A Solution to the Housing Crisis Could Be at Hand
The housing crash erased $6.5 trillion from the value of Americans’ homes, and the market remains deeply depressed, with prices retreating in November to just 1 percent or less above their crisis lows. And still: Something good has been happening lately. Lenders and government agencies have finally begun to understand how to deal with the crash by efficiently saving the homes of people who can afford to stay in them—and quickly recycling the properties of delinquent borrowers who are beyond hope. That triage, while painful, is a prerequisite for the eventual recovery of the housing market. “I am optimistic,” says Mark Fleming, chief economist of CoreLogic, a Santa Ana (Calif.) data and analysis company. “You can see the wounds ever so slowly beginning to heal now.”

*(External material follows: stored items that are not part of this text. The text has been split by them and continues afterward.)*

PR #727, opened 2023-04-24
Feat(dynamo db): Crud operations for Dynamo DB 

kishore03109:
## Problem

Currently, we are migrating from serverless to pulumi and in the process, removing any usage of queues and replacing them with the usage of dynamo db. This is the first PR of a 3 part PR that that focuses on CRUD operations from the dynamoDB. The creation of the DB is done in the Infra PR [here](https://github.com/isomerpages/isomer-infra/pull/1). 

Closes IS-88

## Solution

Ability to perform CRUD operations on the DB. 

## Reviewer notes 
This is not the full implementation, I am keeping the integration work separate from this implementation. This PR is meant to only provide CRUD operations. To aid in the initial testing, I have mocked the values that are to be passed into the `LaunchesService` class. This is the reason why you will notice that the arguments to the methods are **not** used at the moment. 

**Breaking Changes**

  - Details ...

## Tests

1. Update the env var for `SITE_LAUNCH_DYNAMO_DB_TABLE_NAME` from 1pw 
2. Write this script in `server.js`
```
import DynamoDBService from "@root/services/infra/DynamoDBService"
const dynamoDbService = new DynamoDBService()
const dynamoDBTests = async () => {
  // put item in dynamoDb
  const createResult = await dynamoDbService.createItem()
  // get item from dynamoDB
  const getResult = await dynamoDbService.getItem()
  console.log("result: ", getResult)
  // update item in dynamoDB

  const updateResult = await dynamoDbService.updateItem()
  console.log("result: ", updateResult.$metadata.httpStatusCode)
  // delete item from dynamoDB
  const deleteResult = await dynamoDbService.deleteItem()
  console.log("result: ", deleteResult.$metadata.httpStatusCode)
}
dynamoDBTests()
  .then(() => {
    logger.info("Successfully connected to DynamoDB")
  })
  .catch((err) => {
    logger.error(`Unable to connect to DynamoDB: ${err}`)
  })

```
3. Note the lack of errors
4. Heading over to the aws console to look into the dynamo db there also suggests the clean removal of the entry from the dynamo db

## Deploy Notes

nil, this code has no impact to production

- `SITE_LAUNCH_DYNAMO_DB_TABLE_NAME` : copy from 1pw for dev, staging and prod 

**New dependencies**:

- `DynamoDBService` : dynamodb sdk

### DIFF
--- a/.env-example
+++ b/.env-example
@@ -65,3 +65,6 @@ export GITGUARDIAN_API_KEY=""
 export INCOMING_QUEUE_URL="incoming"
 export OUTGOING_QUEUE_URL="outgoing"
 export SITE_LAUNCH_QUEUE_URL="site_launch"
+
+# Dynamo DB 
+export SITE_LAUNCH_DYNAMO_DB_TABLE_NAME="site_launch"
--- a/src/services/infra/DynamoDBClient.ts
+++ b/src/services/infra/DynamoDBClient.ts
@@ -55,7 +55,7 @@ export default class DynamoDBDocClient {
     type: "create" | "get" | "delete" | "update"
   ): Promise<T> => {
     try {
-      return promise
+      return await promise
     } catch (e) {
       logger.error(
         `Error in operation ${type} item for the dynamoDB table: ${e}`
--- a/src/services/infra/DynamoDBClient.ts
+++ b/src/services/infra/DynamoDBClient.ts
@@ -7,7 +7,6 @@ import {
   UpdateCommand,
   DeleteCommand,
   UpdateCommandInput,
-  PutCommandOutput,
 } from "@aws-sdk/lib-dynamodb"
 import autoBind from "auto-bind"
 
--- a/src/services/infra/DynamoDBClient.ts
+++ b/src/services/infra/DynamoDBClient.ts
@@ -1,4 +1,3 @@
-/* eslint-disable consistent-return */ // todo remove this
 import { DynamoDBClient } from "@aws-sdk/client-dynamodb"
 import {
   DynamoDBDocumentClient,
@@ -7,6 +6,9 @@ import {
   UpdateCommand,
   DeleteCommand,
   UpdateCommandInput,
+  PutCommandOutput,
+  UpdateCommandOutput,
+  DeleteCommandOutput,
 } from "@aws-sdk/lib-dynamodb"
 import autoBind from "auto-bind"
 
@@ -46,7 +48,10 @@ export default class DynamoDBDocClient {
     autoBind(this)
   }
 
-  createItem = async (tableName: string, item: MessageBody) => {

That healing process is good for the economy as a whole. While housing starts are still running at only one-third of their 2006 peak, they’re up from their 2009-11 lows, and residential investment has contributed positively to the growth of gross domestic product since the second quarter of last year. JPMorgan Chase Chief Executive Officer Jamie Dimon told investors and analysts in a January conference call that housing is “getting closer” to a bottom. “We’re going to add 3 million Americans every year for the next 10 years. That’s 30 million Americans who need 13 million dwellings,” he said. “Mortgage underwriting will loosen, not tighten. If you put all those things together, you’re going to have a turn at one point.”